When topping off your aquarium, you can use RO water to avoid adding minerals with the water.

You can mark the water level on the glass of the aquarium to give you a general idea about water loss after a few days.

Despite the decrease in the water level, you should still measure the salinity of the water with a refractometer or hydrometer.

While salt does not evaporate with the water, it is sometimes lost slightly by salt creep.

It is essential to be able to differentiate between topping off and changing the water.

Topping off does not involve removing the collected waste from the aquarium.

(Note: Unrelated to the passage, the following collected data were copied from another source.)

PR #1675, opened 2026-03-06
PERF: Optimise to_long_format by eliminating intermediate DataFrame allocations

matheusft:
## Description

This PR improves the performance of `lifelines.utils.to_long_format`. 

The previous implementation relied on method chaining (`df.assign(...).drop(...)`), which inadvertently triggered two full DataFrame allocations in memory:
1. `assign` created the first copy to append the new columns.
2. `drop` created a second copy to remove the `duration_col`.

By refactoring this to perform a single explicit `.copy()` followed by fast, in-place operations (`.pop()` and direct assignment), we effectively halve the memory overhead and noticeably speed up execution on large DataFrames. 

This change introduces no breaking changes and is fully backward-compatible.

## Type of change
- [x] Performance improvement (non-breaking change that speeds up existing functionality)
- [ ] Bug fix
- [ ] New feature

### DIFF
--- a/lifelines/utils/__init__.py
+++ b/lifelines/utils/__init__.py
@@ -1323,7 +1323,14 @@ def to_long_format(df, duration_col) -> pd.DataFrame:
     to_episodic_format
     add_covariate_to_timeline
     """
-    return df.assign(start=0, stop=lambda s: s[duration_col]).drop(duration_col, axis=1)
+    # Create a single copy to avoid modifying the original dataframe
+    long_form_df = df.copy()
+    
+    # pop() removes the column in-place and returns it, avoiding the need for .drop()
+    long_form_df['stop'] = long_form_df.pop(duration_col)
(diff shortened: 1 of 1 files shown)


CamDavidsonPilon:
👍 I love perf wins like this! Have any numbers to share?

matheusft:
<p>Here are the performance numbers comparing the existing <code>new_to_long_format</code> with the optimised <code>original_to_long_format</code>, using a df (203,769 rows × 43 columns, no missing data, ~29.5 MB):</p>
<h3>⏱️ <strong>Performance</strong></h3>


Function | Median time (sec) | Mean (sec) | Speed vs. slow
-- | -- | -- | -- 
new_to_long_format | 0.0063 | 0.00635 | ~1.8× faster
original_to_long_format | 0.0112 | 0.01108 | baseline

Numbers obtained after running each function 10x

For changing the water, you will have to siphon out some amount of water from the aquarium and replace it with new ocean water.

You need to change the water regularly to maintain an appropriate environment inside the aquarium.

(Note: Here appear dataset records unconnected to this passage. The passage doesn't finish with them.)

PR #295, opened 2025-02-13
feat: fetch raw/primary data information from sra

Smeds:
Added the possibility of fetch primary data from SRA and output a new tsv file. Will be used by GenomeArk 2 and is optional to run.


hunterckx (changes requested):
- Since primary data is only saved when `extract_primary_data` is true, could `primary_output_path` be made optional, and the changes to `build-files-from-ncbi.py` reverted?
- The new dependencies should be added to `requirements.txt` (although the branch should be rebased first, since there have been changes to the requirements on main)

Thanks @Smeds!

Smeds:
> * Since primary data is only saved when `extract_primary_data` is true, could `primary_output_path` be made optional, and the changes to `build-files-from-ncbi.py` reverted?
> 
>     * The new dependencies should be added to `requirements.txt` (although the branch should be rebased first, since there have been changes to the requirements on main)
> 
> 
> Thanks @Smeds!

Done! I have modified the code according to your comments

hunterckx (approved):

PR #306, opened 2025-02-18
feat: add filters for taxonomic levels to organisms list (#301)

### LINKED ISSUE #301: Add filters for taxonomic levels on the organism page
#### Need
The s[unburst vis organism selecto](https://github.com/galaxyproject/brc-analytics/pull/290)r will have a final step where users can move to the organism list with the given filter applied. To support this we will need to enable filtering by the various taxonomic levels.

"superkingdom",
  "kingdom",
  "phylum",
  "class",
  "order",
  "family",
  "genus",
  "species",
  "strain",

Lets add these filters on the organisms page under a "Taxonomy Level" heading. 
There may be some code in the linked PR above that helps get the taxonomic levels per taxid with the associated level. 

Will add this to the assemblies page as well on a different ticket.  Lets get the organisms going the way we want and then continue.

hunterckx:
Closes #301

- The app is updated to use the new `taxonomicLevelSpecies` field instead of the old `species`, but assemblies are unchanged and `species` is left in the package for compatibility.
- I've included an "other" category, because the tree in #290 (EDIT: as of writing anyway) includes taxonomic levels other than the ones specified (the tree API is supposed to only return specified levels, but I think maybe it always includes the requested taxon as a child node, so when we request a non-strain infraspecific taxon that gets included despite not being one of the requested levels).
- Not sure what assumptions we should be making about whether taxa at different levels are available -- I've typed everything except species as `string | null`, but assumed species will always be there and typed it as `string`. Kingdom, strain, and other infraspecific taxa can definitely be absent.


catalog/build/ts/build-catalog.ts
```diff
@@ -155,14 +173,22 @@ function buildWorkflow(
...
-  return parseCsv(content, {
+  const result = parseCsv(content, {
     columns: true,
     delimiter,
     relax_quotes: true,
   });
+  if (checkKeys && result[0]) {
+    for (const key of checkKeys) {
+      if (!Object.hasOwn(result[0], key))
+        throw new Error(`Missing column ${JSON.stringify(key)} in ${filePath}`);
```
hunterckx, line 188: Added this in case the taxonomic levels used in the Python get out of sync with the ones used in the TypeScript -- maybe it would be nicer to have them both draw from shared definitions somehow but I'm not sure what the best way to do that would be (I suppose the ideal might be LinkML checks in the Python so maybe this is fine until we get that)

NoopDog (approved):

While for topping off, you add RO or treated ocean water to the aquarium to make up for the loss of water in evaporation.

Related article: How Often to Change the Aquarium Water?

Challenges of Using Ocean Water for Your Aquarium

If you live in a coastal area and have easy access to ocean water, using it for your aquarium can be an excellent option.

However, despite the ease and its many advantages, using seawater for the aquarium has its drawbacks as well.

Finding Access to Clean Ocean Water

One of the biggest challenges of using ocean water for your aquarium is finding an easy-to-reach source of clean seawater.

While there is a lot of clean water in the ocean, it is not easy to collect for everyone.

The inshore water is easy to reach, but it likely has pollutants and contaminants.

Sewage, industrial, and agricultural discharge, and marine fuel residue can all add up in making the inshore water polluted and not suitable for aquatic life to survive.

For this, most aquarium owners have to collect ocean water from as away from the shore as possible.

This can be significantly challenging for people who do not own a boat or have any other means to go off-shore.

Logistical Challenges

Another drawback of using ocean water for aquariums is the difficulty of taking the collected water back to your place.

This can become even more challenging if you have a huge aquarium.

Aquarium owners collect ocean water in 5-gallon buckets, trash cans, watertight containers, etc. to carry it to their aquariums.

After collecting water, transferring these containers from a boat to a vehicle and then to your house can be an arduous task.

Preparing Water for Aquarium

Natural ocean water requires a lot of pre-treatment before you can add it to your aquarium.

Ocean water poses the risk of introducing unwanted micro-organisms invisible to the naked eye to the aquarium environment.

Usually, treating the ocean water by any of the two methods kills most of the micro-organisms and plankton, but sometimes they still survive.

Running the water through ultraviolet sterilizer and using other water treatment techniques can be both difficult and costly.

Using ocean water for your aquarium is a very viable option, and if you have easy access to it, it can save a lot of money.

But, using ocean water for aquariums require the collection of water, careful treatment, topping off, and maintenance of appropriate conditions.

Some keen and meticulous care can help you provide a healthy aquarium environment for the aquatic life inside it.